To decrypt multicast announcement, the host should try to decrypt it using the keys of all known (paired) remote controllers.

Other options

The proposed design has these pros/cons:

Pros:

  • mobile host that has sensitive data doesn't act as TLS server.
  • multicast is optional - all sessions can happen via QR code only.

Cons:

  • reversing of client/server roles between TLS and HTTP2.
  • in the first session mobile host TLS client credentials are verified after TLS connection is accepted.
  • cannot be used with host that runs in VM.

The alternative design will use mobile host device as TLS server. The session negotiation process:

  • desktop shares its initial credentials via QR code, only for the first session
  • mobile sends encrypted multicast with session address, TLS CA fingerprint, DH key in clear text
  • desktop connects to mobile
  • session tlsunique presented to users on both devices - either user would have to confirm session on both devices or the mobile would have to send an additional "ready" block.

Pros:

  • no reversing server role between TLS and HTTP2
  • TLS credentials are exchanged before TLS, so invalid credentials can be rejected during the handshake of the first session.
  • if some other way to pass data from host to controller is added, then it can be used with host running in VM.

Cons:

  • multicast is mandatory, as there is no efficient way to communicate from mobile to desktop.
  • still needs hello or confirmation on both devices
  • mobile is now acting as TLS server creating additional attack vector

In both proposed and alternative design mobile host has chat data, acts as HTTP2 server, commands are signed with desktop key presented out-ofband, and both commands and responses are encrypted inside TLS session.

Other considered options:

  • SSH - more work integrating it.
  • use SMP connection to negotiate TLS session - it seems wrong to require Internet connection to negotiate a local network connection between desktop and mobile.
  • other multicast service discovery protocols - quite insecure.

Threat model

A passive network adversary able to monitor the site-local traffic:

can:

  • observe session times, duration and volume of the transmitted data between host and controller.

cannot:

  • observe the content of the transmitted data.
  • substitute the transmitted commands or responses.
  • replay transmitted commands or events from the hosts.

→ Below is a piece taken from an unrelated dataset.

PR #5825, opened 2026-04-09
feat(integrations): add support for stay-ai

hassan254-prog:

-  add support for stay-ai, untested


packages/providers/providers.yaml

An active network adversary able to intercept and substitute the site-local traffic:

can:

  • prevent host and controller devices from establishing the session

cannot:

  • same as passive adversary, provided that user visually verified session code out-of-band.

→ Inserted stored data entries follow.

PR #5833, opened 2026-04-10
fix: gate auto-idling trial behavior on auto_idle

kaposke:
There were cases where the `AutoIdlingBanner` would show even when the `auto_idle` was off (happens in our nango admin account, for example). I noticed that most of our checks relied on `trial_end_at` without really checking `auto_idle`, and upgrading plans didn't clear out trial dates. This PR makes it so the trial data is cleared when upgrading to paid plans, but also adds `auto_idle` checks in places where it should have impact in to support accounts that have it off and still have `auto_idle` off. This way we can still just toggle the flag from retool and have it all working.

### DIFF
--- a/packages/shared/lib/services/plans/plans.ts
+++ b/packages/shared/lib/services/plans/plans.ts
@@ -128,19 +128,6 @@ export async function getExpiredTrials(db: Knex): Promise<DBPlan[]> {
         .where('plans.auto_idle', true);
 }
 
-export function resetTrialStateOnPlanChange(): Pick<
-    DBPlan,
-    'trial_start_at' | 'trial_end_at' | 'trial_end_notified_at' | 'trial_extension_count' | 'trial_expired'
-> {
-    return {
-        trial_start_at: null,
-        trial_end_at: null,
-        trial_end_notified_at: null,
-        trial_extension_count: 0,
-        trial_expired: null
-    };
-}
-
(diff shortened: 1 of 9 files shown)


packages/shared/lib/services/plans/plans.ts
```diff
@@ -163,6 +165,15 @@ export async function handlePlanChanged(
...
+        ...(currentPlan.value.auto_idle && mergedFlags.auto_idle === false
+            ? {
+                  trial_start_at: null,
+                  trial_end_at: null,
+                  trial_end_notified_at: null,
+                  trial_extension_count: 0,
+                  trial_expired: null
+              }
+            : {}),
         ...mergedFlags
```
TBonnin, line 177: does the order matter here? ie: could mergeFlags override what's set above?

TBonnin (approved):

packages/shared/lib/services/plans/plans.ts
marcindobry: I think that's the point, the stuff above looks like defaults.

marcindobry (approved):

packages/shared/lib/services/plans/plans.ts
kaposke: Yeah these are not flags, just values we keep track of, so they won't me overriden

An active adversary with the access to the network:

can:

  • spam controller device.

cannot:

  • compromise host or controller devices.

An active adversary with the access to the network who also observed OOB announcement:

can:

  • connect to controller instead of the host.
  • present incorrect data to the controller.

cannot:

  • connect to the host or make host connect to itself.

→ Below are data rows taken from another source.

PR #5835, opened 2026-04-10
feat: allow customers to update invoicing details (frontend)

ErickRDev:
Customers currently have to reach out to support in order to have their billing invoicing details updated.

This PR gives customers the ability to self-serve on the invoicing details update process. It exposes UI components that render the user's current invoicing details and allows them to update them.

Go to the "Payment & Invoices" tab in the "Billing & usage" menu and edit away your invoicing information! :)


packages/webapp/src/pages/Team/Billing/components/InvoicingDetailsForm.tsx
```diff
@@ -0,0 +1,148 @@
...
+
+import type { BillingCustomer } from '@nangohq/types';
+
+const addressSchema = z.object({
+    line1: z.string().nullable(),
+    line2: z.string().nullable(),
+    city: z.string().nullable(),
+    state: z.string().nullable(),
+    postalCode: z.string().nullable(),
+    country: z.string()
```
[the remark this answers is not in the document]
ErickRDev: Even though Orb's schema models `country` as an unconstrained string, they indeed respond with errors upon sending `country` as an empty string; in light of that, I've updated the code so that both forms (tax-id and billing-address) use the same country code structure to both validate and feed a select component.

packages/webapp/src/pages/Team/Billing/components/InvoicingDetailsForm.tsx
```diff
@@ -0,0 +1,151 @@
...
+const countryValues = countryCodes.map((c) => c.value) as [string, ...string[]];
+const taxIdTypeValues = taxIdTypes.map((t) => t.value) as [string, ...string[]];
+
+const addressSchema = z.object({
+    line1: z.string().nullable(),
+    line2: z.string().nullable(),
+    city: z.string().nullable(),
+    state: z.string().nullable(),
+    postalCode: z.string().nullable(),
+    country: z.enum(countryValues, { message: 'Valid country required' })
```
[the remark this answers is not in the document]
ErickRDev: IMO, it seems reasonable to use the tax-country list to feed the `Country` select on billing address. If we receive customer complaints or requests to introduce other countries, we can quickly iterate on this.

For context, the list is taken from Orb's documentation of "supported tax-id countries".

packages/webapp/src/pages/Team/Billing/components/InvoicingAddressFields.tsx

Compromised controller device:

can:

  • observe the content of the transmitted data.
  • access any data of the controlled host application, within the capabilities of the provided API.

cannot:

  • access other data on the host device.
  • compromise host device.

Compromised host device:

can:

  • present incorrect data to the controller.
  • incorrectly interpret controller commands.

cannot:

  • access controller data, even related to this host device.